● **What to produce**: Two lines mark the range in the entries below: the one holding "Merge probability: 73%" and the one holding "Follow-up on e386df6a9d91cee43a74c8b9aaa3b69d23803b54". Set down those two and all lines between them, exactly.

● **Given records**:
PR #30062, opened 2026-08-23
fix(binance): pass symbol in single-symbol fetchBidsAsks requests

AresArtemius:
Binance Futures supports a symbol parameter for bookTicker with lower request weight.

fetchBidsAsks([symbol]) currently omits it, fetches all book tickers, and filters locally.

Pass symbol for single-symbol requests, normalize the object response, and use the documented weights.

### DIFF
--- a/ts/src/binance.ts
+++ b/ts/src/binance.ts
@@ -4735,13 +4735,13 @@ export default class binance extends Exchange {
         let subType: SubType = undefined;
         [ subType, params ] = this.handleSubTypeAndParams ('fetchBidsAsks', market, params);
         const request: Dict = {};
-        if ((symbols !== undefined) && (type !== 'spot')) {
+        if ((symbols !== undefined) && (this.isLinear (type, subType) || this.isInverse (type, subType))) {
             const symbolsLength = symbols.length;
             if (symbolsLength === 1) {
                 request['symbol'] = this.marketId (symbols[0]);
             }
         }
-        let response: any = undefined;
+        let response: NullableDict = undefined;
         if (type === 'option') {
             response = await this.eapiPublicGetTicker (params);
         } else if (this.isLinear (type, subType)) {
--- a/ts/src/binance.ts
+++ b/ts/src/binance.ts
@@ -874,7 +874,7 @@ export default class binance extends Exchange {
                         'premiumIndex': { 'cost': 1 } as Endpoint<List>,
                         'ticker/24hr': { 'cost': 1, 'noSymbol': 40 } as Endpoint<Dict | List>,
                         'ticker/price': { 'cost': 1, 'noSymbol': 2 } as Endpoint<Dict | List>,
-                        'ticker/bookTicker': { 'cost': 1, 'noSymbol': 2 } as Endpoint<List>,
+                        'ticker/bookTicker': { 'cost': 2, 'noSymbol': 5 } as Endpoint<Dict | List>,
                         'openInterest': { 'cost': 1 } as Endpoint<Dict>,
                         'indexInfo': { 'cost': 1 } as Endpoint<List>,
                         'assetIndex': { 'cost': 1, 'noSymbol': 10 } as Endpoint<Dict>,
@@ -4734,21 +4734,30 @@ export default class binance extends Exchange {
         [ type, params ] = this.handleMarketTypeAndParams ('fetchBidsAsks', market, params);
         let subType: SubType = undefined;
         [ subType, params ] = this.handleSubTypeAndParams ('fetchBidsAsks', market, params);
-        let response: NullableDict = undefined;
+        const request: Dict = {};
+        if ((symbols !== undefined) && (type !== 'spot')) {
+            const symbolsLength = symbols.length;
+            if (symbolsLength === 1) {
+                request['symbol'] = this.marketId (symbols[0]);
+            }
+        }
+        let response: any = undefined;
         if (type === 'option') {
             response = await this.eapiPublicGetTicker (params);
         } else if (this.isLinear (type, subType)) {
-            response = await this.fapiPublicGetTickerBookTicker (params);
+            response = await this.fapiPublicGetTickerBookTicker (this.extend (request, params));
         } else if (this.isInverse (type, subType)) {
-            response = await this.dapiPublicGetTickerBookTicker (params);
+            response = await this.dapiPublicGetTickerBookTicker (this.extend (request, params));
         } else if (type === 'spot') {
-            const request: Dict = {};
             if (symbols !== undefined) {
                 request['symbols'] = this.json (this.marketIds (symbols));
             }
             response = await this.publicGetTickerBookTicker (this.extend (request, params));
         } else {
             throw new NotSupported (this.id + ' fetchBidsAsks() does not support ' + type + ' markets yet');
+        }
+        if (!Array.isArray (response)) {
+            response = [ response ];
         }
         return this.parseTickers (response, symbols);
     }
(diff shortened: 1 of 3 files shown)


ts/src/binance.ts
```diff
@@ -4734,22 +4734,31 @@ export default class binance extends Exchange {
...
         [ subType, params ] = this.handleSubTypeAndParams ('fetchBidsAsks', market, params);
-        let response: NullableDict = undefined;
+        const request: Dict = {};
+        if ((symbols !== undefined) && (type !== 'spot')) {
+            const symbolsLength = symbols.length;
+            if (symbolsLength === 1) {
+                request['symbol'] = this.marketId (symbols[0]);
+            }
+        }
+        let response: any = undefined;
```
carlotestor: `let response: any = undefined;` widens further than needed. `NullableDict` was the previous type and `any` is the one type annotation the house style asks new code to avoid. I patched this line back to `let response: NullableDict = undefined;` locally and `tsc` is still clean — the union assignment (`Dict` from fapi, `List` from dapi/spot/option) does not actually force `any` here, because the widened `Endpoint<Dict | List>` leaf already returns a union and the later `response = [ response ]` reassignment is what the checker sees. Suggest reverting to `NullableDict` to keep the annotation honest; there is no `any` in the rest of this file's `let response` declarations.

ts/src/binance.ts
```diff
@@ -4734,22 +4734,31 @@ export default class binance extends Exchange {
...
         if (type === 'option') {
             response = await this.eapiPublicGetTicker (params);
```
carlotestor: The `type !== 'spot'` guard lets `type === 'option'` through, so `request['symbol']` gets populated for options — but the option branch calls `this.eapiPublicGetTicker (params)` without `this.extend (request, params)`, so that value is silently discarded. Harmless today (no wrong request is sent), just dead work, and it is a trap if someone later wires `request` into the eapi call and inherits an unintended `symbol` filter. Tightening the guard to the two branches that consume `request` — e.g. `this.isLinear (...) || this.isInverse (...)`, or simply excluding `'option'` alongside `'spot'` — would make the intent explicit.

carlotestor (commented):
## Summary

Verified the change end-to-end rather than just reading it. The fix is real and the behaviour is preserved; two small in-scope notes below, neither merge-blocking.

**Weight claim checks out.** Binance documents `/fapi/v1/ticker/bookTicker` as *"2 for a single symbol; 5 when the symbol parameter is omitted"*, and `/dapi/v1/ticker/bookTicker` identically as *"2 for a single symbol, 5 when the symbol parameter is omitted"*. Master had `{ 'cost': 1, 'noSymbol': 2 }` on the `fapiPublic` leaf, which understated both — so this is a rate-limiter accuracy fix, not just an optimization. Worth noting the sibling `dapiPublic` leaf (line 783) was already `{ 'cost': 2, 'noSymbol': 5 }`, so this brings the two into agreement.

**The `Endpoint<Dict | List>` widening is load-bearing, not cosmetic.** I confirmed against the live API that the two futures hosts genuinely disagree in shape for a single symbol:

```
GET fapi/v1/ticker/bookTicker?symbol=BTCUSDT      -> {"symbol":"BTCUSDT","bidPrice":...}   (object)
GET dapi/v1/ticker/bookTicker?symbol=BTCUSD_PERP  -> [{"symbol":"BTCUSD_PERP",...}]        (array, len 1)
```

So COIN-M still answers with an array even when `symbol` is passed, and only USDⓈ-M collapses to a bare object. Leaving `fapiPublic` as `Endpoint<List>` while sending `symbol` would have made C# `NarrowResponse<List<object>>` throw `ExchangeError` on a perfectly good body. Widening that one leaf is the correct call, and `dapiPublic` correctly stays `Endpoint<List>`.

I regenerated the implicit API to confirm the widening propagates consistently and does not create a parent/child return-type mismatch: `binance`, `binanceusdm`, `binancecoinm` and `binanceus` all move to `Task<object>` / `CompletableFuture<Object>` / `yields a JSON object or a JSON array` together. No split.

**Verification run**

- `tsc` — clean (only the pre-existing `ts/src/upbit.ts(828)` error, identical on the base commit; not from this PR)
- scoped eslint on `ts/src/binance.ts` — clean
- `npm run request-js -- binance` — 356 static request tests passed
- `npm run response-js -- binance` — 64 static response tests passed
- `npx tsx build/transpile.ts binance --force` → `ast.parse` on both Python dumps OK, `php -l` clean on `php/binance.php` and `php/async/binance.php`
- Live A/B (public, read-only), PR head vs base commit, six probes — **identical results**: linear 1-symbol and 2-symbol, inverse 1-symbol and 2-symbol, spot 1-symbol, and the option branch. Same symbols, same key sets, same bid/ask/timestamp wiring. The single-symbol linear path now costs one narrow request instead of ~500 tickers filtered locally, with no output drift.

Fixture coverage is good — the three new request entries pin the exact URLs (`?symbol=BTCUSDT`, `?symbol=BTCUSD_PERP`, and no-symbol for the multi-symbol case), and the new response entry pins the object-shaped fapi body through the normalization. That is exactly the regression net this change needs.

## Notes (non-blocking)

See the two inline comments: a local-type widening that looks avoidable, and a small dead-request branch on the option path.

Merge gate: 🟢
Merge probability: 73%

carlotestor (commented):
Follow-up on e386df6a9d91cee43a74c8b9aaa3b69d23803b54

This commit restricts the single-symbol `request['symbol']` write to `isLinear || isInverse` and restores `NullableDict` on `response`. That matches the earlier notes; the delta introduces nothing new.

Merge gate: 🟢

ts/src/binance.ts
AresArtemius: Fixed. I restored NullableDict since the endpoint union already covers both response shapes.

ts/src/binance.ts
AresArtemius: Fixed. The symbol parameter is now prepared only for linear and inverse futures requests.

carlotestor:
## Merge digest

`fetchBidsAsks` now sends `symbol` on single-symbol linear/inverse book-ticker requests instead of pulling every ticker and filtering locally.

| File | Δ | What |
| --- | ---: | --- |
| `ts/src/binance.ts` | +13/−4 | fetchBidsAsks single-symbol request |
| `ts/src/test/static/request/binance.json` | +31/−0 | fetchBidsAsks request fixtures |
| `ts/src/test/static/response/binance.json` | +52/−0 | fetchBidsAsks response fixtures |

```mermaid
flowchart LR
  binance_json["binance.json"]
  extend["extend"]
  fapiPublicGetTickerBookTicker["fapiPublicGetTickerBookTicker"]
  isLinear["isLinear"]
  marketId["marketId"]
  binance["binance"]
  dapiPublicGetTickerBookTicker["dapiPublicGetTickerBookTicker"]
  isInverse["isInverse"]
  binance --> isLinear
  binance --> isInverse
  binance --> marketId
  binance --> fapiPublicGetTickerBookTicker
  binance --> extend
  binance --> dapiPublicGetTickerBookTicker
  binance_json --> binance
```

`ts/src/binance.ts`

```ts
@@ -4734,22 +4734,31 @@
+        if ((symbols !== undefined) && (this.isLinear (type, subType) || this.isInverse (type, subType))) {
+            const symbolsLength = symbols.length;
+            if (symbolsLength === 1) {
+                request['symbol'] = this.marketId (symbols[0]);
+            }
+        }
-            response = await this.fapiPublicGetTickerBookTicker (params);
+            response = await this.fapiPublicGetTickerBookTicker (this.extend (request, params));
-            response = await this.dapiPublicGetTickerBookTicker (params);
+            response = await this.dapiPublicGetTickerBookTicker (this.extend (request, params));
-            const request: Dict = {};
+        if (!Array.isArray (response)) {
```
* * *
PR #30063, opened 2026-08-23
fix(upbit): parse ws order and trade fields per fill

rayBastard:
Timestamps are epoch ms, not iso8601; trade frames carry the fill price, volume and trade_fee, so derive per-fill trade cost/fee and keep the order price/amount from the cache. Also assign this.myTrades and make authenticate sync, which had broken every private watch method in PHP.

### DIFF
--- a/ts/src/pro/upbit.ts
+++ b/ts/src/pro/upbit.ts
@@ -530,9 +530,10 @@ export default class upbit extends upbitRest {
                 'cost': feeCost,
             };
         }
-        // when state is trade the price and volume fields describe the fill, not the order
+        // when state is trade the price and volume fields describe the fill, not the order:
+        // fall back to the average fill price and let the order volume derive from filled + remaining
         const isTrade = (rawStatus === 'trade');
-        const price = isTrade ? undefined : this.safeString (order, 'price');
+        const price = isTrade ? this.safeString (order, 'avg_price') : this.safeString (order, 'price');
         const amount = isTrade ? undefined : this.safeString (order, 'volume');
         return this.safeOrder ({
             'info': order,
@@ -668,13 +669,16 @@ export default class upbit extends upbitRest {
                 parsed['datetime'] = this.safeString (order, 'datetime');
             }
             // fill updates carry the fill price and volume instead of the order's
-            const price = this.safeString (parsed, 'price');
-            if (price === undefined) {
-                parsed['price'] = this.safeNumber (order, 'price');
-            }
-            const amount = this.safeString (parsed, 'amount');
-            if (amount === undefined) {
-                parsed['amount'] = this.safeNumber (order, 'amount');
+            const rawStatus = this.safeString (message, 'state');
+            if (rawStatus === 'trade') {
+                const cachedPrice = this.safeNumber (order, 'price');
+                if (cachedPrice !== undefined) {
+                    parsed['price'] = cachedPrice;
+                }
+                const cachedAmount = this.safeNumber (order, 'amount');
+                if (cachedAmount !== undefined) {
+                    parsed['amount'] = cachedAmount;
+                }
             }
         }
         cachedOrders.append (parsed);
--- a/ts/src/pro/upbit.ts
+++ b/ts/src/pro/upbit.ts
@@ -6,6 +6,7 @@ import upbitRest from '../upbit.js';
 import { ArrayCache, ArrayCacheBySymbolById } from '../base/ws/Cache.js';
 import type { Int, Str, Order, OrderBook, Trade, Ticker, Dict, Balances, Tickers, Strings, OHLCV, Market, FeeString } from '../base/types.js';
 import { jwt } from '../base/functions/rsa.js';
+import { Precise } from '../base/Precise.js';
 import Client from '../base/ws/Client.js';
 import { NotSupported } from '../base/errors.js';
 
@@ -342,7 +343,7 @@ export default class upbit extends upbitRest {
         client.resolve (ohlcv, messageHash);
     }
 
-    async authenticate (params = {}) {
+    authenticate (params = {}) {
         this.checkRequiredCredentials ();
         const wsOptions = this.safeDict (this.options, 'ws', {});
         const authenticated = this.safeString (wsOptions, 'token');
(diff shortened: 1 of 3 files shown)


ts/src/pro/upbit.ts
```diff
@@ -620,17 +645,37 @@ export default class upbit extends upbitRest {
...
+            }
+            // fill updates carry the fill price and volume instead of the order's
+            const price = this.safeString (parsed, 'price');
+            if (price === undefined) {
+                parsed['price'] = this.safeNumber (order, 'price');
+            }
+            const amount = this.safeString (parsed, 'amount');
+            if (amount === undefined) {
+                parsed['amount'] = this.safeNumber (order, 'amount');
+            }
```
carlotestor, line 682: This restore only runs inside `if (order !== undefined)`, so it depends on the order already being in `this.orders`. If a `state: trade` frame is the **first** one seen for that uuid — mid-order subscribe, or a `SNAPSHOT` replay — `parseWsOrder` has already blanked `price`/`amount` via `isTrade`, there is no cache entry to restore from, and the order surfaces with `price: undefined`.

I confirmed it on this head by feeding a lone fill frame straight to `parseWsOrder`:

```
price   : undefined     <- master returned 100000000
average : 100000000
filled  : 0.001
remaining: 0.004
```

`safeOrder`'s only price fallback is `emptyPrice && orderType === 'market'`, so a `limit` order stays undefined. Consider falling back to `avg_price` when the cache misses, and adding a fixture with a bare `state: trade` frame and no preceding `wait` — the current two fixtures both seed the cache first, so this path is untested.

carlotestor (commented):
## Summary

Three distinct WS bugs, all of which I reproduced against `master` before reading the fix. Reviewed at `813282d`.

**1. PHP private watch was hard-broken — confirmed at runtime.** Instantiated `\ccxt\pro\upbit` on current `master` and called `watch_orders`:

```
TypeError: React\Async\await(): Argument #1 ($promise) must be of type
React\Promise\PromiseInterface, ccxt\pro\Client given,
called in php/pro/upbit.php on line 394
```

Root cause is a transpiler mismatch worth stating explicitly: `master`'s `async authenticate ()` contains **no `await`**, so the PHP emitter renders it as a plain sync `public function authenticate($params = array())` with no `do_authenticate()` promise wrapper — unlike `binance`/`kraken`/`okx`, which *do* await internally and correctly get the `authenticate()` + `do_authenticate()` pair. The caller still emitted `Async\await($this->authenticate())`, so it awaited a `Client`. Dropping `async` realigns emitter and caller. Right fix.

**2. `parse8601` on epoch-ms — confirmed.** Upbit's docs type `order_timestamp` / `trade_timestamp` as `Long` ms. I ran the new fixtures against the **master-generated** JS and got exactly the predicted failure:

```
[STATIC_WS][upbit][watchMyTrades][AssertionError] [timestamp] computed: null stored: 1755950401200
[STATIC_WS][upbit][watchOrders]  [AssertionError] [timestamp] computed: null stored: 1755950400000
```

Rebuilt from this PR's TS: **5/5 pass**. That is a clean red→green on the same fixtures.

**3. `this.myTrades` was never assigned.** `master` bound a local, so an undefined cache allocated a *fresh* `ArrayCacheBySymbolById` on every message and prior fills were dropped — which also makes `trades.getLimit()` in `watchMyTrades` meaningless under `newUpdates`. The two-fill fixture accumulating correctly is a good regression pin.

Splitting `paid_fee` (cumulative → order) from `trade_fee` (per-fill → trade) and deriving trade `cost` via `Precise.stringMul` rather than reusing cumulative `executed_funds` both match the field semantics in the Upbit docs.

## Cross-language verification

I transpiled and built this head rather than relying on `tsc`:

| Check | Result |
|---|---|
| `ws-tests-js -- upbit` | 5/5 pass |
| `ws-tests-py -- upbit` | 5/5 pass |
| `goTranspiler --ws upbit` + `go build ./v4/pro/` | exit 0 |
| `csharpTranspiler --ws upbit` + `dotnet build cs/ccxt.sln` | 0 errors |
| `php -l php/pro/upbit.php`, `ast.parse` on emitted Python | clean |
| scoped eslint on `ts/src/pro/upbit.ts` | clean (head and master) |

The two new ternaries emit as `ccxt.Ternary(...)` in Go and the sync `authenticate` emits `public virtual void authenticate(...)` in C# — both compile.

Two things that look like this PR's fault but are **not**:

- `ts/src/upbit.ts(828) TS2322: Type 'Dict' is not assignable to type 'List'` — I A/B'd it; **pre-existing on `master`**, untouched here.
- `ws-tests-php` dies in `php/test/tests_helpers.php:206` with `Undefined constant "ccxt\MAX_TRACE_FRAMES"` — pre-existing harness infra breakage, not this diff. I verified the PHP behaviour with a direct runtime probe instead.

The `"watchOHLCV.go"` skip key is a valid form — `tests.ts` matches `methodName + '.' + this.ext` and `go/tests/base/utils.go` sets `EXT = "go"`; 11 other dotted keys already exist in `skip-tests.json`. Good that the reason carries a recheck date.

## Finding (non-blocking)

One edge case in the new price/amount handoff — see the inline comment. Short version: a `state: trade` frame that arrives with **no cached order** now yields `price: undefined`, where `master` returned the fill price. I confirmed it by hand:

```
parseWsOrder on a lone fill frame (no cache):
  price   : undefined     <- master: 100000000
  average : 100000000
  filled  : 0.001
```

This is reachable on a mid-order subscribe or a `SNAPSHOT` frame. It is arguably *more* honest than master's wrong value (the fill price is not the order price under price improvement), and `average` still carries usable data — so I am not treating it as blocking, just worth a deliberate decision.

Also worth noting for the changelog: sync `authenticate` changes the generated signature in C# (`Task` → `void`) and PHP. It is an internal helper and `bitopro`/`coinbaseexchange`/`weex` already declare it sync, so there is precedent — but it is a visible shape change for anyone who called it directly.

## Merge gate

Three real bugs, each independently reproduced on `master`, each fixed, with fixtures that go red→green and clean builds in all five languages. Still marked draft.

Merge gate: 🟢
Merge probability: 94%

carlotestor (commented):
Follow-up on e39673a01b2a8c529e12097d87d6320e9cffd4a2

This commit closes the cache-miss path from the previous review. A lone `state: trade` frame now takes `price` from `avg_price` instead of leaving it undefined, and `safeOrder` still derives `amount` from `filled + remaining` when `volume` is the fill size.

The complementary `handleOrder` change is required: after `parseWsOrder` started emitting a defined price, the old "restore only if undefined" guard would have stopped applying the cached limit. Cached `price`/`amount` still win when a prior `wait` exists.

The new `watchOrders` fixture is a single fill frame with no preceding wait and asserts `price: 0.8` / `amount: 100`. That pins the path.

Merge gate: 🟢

● **Task solution**:
Merge probability: 73%

carlotestor (commented):
Follow-up on e386df6a9d91cee43a74c8b9aaa3b69d23803b54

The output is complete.